Keiji Hirose
- Born: April 16, 1973 (age 52) Osaka, Japan
- Height: 5 ft 7 in (1.70 m)
- Weight: 163 lb (74 kg; 11.6 st)
- School: Shimamoto High School, Osaka
- University: Kyoto Sangyo University

Rugby union career
- Position: Fly-half

Amateur team(s)
- Years: Team / Apps / (Points)
- 1989–1992: Shimamoto High School, Osaka
- 1996–1996: Kyoto Sangyo University RFC

Senior career
- Years: Team / Apps / (Points)
- 1996–2008: Toyota

International career
- Years: Team / Apps / (Points)
- 1994–2005: Japan / 40 / (422)

= Keiji Hirose =

Japan international rugby union player

Keiji Hirose (廣瀬佳司, Hirose Keiji), born April 16, 1973, in Osaka) is a former Japanese rugby union player. He played as a fly-half. His club team was Toyota Verblitz. He was nicknamed Golden Boots (ゴールデン・ブーツ, Gôruden Būtsu).

Hirose was awarded 40 caps for Japan; he made his debut in a 26–11 1995 Rugby World Cup qualifier win over South Korea, October 29, 1994, in Kuala Lumpur, Malaysia. In his career, Hirose scored 5 tries, 77 conversions, 79 penalties and 2 drop goals, reaching a national record of 422 points in aggregate. He was the primary goalkicker for Japan during his international career.
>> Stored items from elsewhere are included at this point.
PR #15656, opened 2023-09-29
feat(search): use keyboard arrows for pagination

flegastelois:
| Q             | A
| ------------- | ---
| Bug fix?      | no
| New feature?  | yes
| BC breaks?    | no
| Deprecations? | no
| Tests pass?   | yes
| Fixed tickets | N/A

### <samp>🤖 Generated by Copilot at 8004de3</samp>

Add keyboard navigation shortcuts for search pagination. The change modifies the `templates/components/search/controls.html.twig` file to include a JavaScript code block that listens for keypress events and triggers the appropriate page link.

### DIFF
--- a/src/AuthLDAP.php
+++ b/src/AuthLDAP.php
@@ -2091,6 +2091,8 @@ class AuthLDAP extends CommonDBTM
                 $filter = $values['ldap_filter'];
             }
 
+            d("LDAP filter: $filter");
+
             if ($values['script'] && !empty($values['begin_date'])) {
                 $filter_timestamp = self::addTimestampRestrictions(
                     $values['begin_date'],
--- a/src/AuthLDAP.php
+++ b/src/AuthLDAP.php
@@ -2091,8 +2091,6 @@ class AuthLDAP extends CommonDBTM
                 $filter = $values['ldap_filter'];
             }
 
-            d("LDAP filter: $filter");
-
             if ($values['script'] && !empty($values['begin_date'])) {
                 $filter_timestamp = self::addTimestampRestrictions(
                     $values['begin_date'],
--- a/templates/components/search/controls.html.twig
+++ b/templates/components/search/controls.html.twig
@@ -243,5 +243,46 @@ $(document).ready(function() {
          navigator.clipboard.writeText(data).then(copy_success, copy_error);
       }).fail(copy_error);
    });
+
+   // Keyboard navigation shortcuts (left/right arrows)
+   var page_link_start = $(".page-link-start");
+   var page_link_prev  = $(".page-link-prev");
+   var page_link_next  = $(".page-link-next");
+   var page_link_last  = $(".page-link-last");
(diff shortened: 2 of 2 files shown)


cconard96:
These shortcuts interfere with regular behavior like moving the caret in a text box (like a text input for search criteria). Ctrl + Left/Right arrow also is used for moving to the previous or next word in a text input, at least in Chrome.
A check needs added to ensure there is no focus on an input element.

flegastelois:
I added the exception for the focus, and I removed the "Ctrl+..." to use the "Home" and "End" keys instead.

cconard96:
Home and End are also used by Chrome 😛. Used to go to the top or bottom of a page. Ctrl + Home and Ctrl + End seem unused in Chrome, but Firefox uses them to go to the start or end of text. Alt + Home is used to go to your homepage.

https://support.google.com/chrome/answer/157179?
https://support.mozilla.org/en-US/kb/keyboard-shortcuts-perform-firefox-tasks-quickly

flegastelois:
> Home and End are also used by Chrome 😛. Used to go to the top or bottom of a page. Ctrl + Home and Ctrl + End seem unused in Chrome, but Firefox uses them to go to the start or end of text. Alt + Home is used to go to your homepage.
> 
> https://support.google.com/chrome/answer/157179 https://support.mozilla.org/en-US/kb/keyboard-shortcuts-perform-firefox-tasks-quickly

😞 so only ArrowLeft/ArrowRight are simple and seems not to be used alone outside an input?

I don't know if we can find simple combination for start/last links? If not, I remove this piece of code.
(by that I mean, we should not offer users to use "Ctrl+Alt+Left Elbow+nose on Shift+End" 😆)

cconard96:
I think the original shortcuts are usable since they only seem to have a default use when inside of a form input (or element with the contenteditable attribute set to true). As long as one of those types of elements is not focused, it should be OK.

cconard96:
The other thing I see from searching Google, is a jQuery plugin that handled quick double-presses of the left and right arrow keys to go to the first/last page and regular presses to navigate to previous/next pages.

flegastelois:
> I think the original shortcuts are usable since they only seem to have a default use when inside of a form input (or element with the contenteditable attribute set to true). As long as one of those types of elements is not focused, it should be OK.

Done 🔝

flegastelois:
My last commit add "j" and "k" as suggested by nerds like @orthagh 😆 

(https://www.skipser.com/p/2/p/why-google-uses-j-and-k-keys.html)

cedric-anne (commented):
Seems OK, but I wonder if it may break some specific controls provided by accessibility tools/devices.

cconard96 (approved):

flegastelois:
Although bringing an improvement for keyboard navigation, we must not be satisfied with that alone, we must go further for accessibility (https://www.w3.org/WAI/WCAG21/Understanding/keyboard -accessible). I close this PR.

He played in a single game at the 1995 Rugby World Cup, the infamous 145–17 defeat to New Zealand. Hirose scored 2 conversions and 1 penalty in the game.

In the 44–17 win over Tonga, at 8 May 1999, in Tokyo, during the Pacific Rim Championship, he kicked a then record of 9 penalties from 9 attempts.

He played in all three of Japan's games at the 1999 Rugby World Cup. His 5 penalties and 4 conversions (a total of 23 points) led his country in scoring. Hirose again played only once at the 2003 Rugby World Cup, in a 32–11 defeat to Scotland, at 12 October 2003, scoring 2 penalties.

His last international game came was on 5 November 2005, a 44–29 win over Spain, in Tokyo. Hirose had a memorable farewell, scoring 19 points through 5 conversions, 2 penalties and 1 drop goal. He was 32 years old.